Department of Biology, Utah Valley University, 800 W. University Parkway, Orem, UT 84058, USA.
Genetics. 2024 Aug 7;227(4). doi: 10.1093/genetics/iyae099.
The number of genome assemblies has rapidly increased in recent history, with NCBI databases reaching over 41,000 eukaryotic genome assemblies across about 2,300 species. Increases in read length and improvements in assembly algorithms have led to increased contiguity and larger genome assemblies. While this number of assemblies is impressive, only about a third of these assemblies have corresponding genome size estimations for their respective species on publicly available databases. In this paper, genome assemblies are assessed regarding their total size compared to their respective publicly available genome size estimations. These deviations in size are assessed related to genome size, kingdom, sequencing platform, and standard assembly metrics, such as N50 and BUSCO values. A large proportion of assemblies deviate from their estimated genome size by more than 10%, with increasing deviations in size with increased genome size, suggesting nonprotein coding and structural DNA may be to blame. Modest differences in performance of sequencing platforms are noted as well. While standard metrics of genome assessment are more likely to indicate an assembly approaching the estimated genome size, much of the variation in this deviation in size is not explained with these raw metrics. A new, proportional N50 metric is proposed, in which N50 values are made relative to the average chromosome size of each species. This new metric has a stronger relationship with complete genome assemblies and, due to its proportional nature, allows for a more direct comparison across assemblies for genomes with variation in sizes and architectures.

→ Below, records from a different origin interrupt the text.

PR #5068, opened 2026-05-26
cmd/tetra: enable TLS for all TLS-related client flags

immanuwell:
### Description

Small fix for a TLS client footgun in `tetra`.

PR #4950 says any `--tls-*` flag should switch the client to TLS. In practice, `--tls-server-name` or `--tls-skip-verify` alone still kept insecure creds, so `tetra` could talk plaintext by accident. Kinda sneaky.

This makes any TLS-related client flag enable TLS, keeps the zero-flag plaintext path as-is, and adds tests plus docs.

### Repro

1. Start a TLS gRPC listener.
2. Dial it with one of these:
   - `tetra --server-address 127.0.0.1:54321 --tls-skip-verify getevents`
   - `tetra --server-address 127.0.0.1:54321 --tls-server-name node.tetragon-grpc.cilium.io getevents`
3. Before this patch, TLS is not enabled in those modes, so the client falls back to plaintext and the TLS connection cant work.

I re-checked it with a local TLS gRPC server too. After this patch, `--tls-skip-verify` alone reaches `READY`.

### Changelog

```release-note
Fix tetra TLS client flag handling for TLS-only connections
```

### DIFF
--- a/cmd/tetra/common/tls_test.go
+++ b/cmd/tetra/common/tls_test.go
@@ -27,8 +27,8 @@ func TestTLSConfigEnabled(t *testing.T) {
 		want bool
 	}{
 		{name: "zero", cfg: TLSConfig{}},
-		{name: "skip-verify alone", cfg: TLSConfig{SkipVerify: true}},
-		{name: "server-name alone", cfg: TLSConfig{ServerName: "x"}},
+		{name: "skip-verify alone", cfg: TLSConfig{SkipVerify: true}, want: true},
+		{name: "server-name alone", cfg: TLSConfig{ServerName: "x"}, want: true},
 		{name: "ca alone", cfg: TLSConfig{CAFiles: []string{"a"}}, want: true},
 		{name: "cert alone", cfg: TLSConfig{CertFile: "a"}, want: true},
 		{name: "key alone", cfg: TLSConfig{KeyFile: "a"}, want: true},
@@ -88,6 +88,25 @@ func TestTLSCredentialsLoadsCAAndCert(t *testing.T) {
 	})
 	require.NoError(t, err)
 	require.NotNil(t, creds)
+}
+
+func TestTLSCredentialsBuildsForTLSOnlyFlags(t *testing.T) {
+	t.Parallel()
+	cases := []struct {
+		name string
+		cfg  TLSConfig
+	}{
+		{name: "skip-verify only", cfg: TLSConfig{SkipVerify: true}},
+		{name: "server-name only", cfg: TLSConfig{ServerName: "node.tetragon-grpc.cilium.io"}},
+	}
+	for _, tc := range cases {
+		t.Run(tc.name, func(t *testing.T) {
+			t.Parallel()
+			creds, err := TLSCredentials(tc.cfg)
+			require.NoError(t, err)
+			require.NotNil(t, creds)
+		})
+	}
 }
 
 func TestTLSCredentialsRejectsMissingFiles(t *testing.T) {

近年来,基因组组装的数量迅速增加,NCBI 数据库中约有 2300 个物种的基因组组装数量超过了 41000 个。读长的增加和组装算法的改进导致了连续性的提高和更大的基因组组装。尽管这个数量的组装令人印象深刻,但在公共数据库中,只有大约三分之一的组装有相应物种的基因组大小估计值。在本文中,我们评估了基因组组装与其各自在公共数据库中估计的基因组大小的总大小相比的情况。这些大小上的偏差与基因组大小、生物界、测序平台以及标准组装指标(如 N50 和 BUSCO 值)有关。很大一部分组装与其估计的基因组大小相差超过 10%,随着基因组大小的增加,大小偏差也越来越大,这表明非蛋白编码和结构 DNA可能是罪魁祸首。测序平台性能的微小差异也被注意到。虽然基因组评估的标准指标更有可能表明组装接近估计的基因组大小,但这种大小偏差的大部分变异无法用这些原始指标来解释。提出了一种新的、比例化的 N50 指标,其中 N50 值相对于每个物种的平均染色体大小。这个新指标与完整基因组组装的关系更强,并且由于其比例化性质,允许在大小和结构不同的基因组之间进行更直接的组装比较。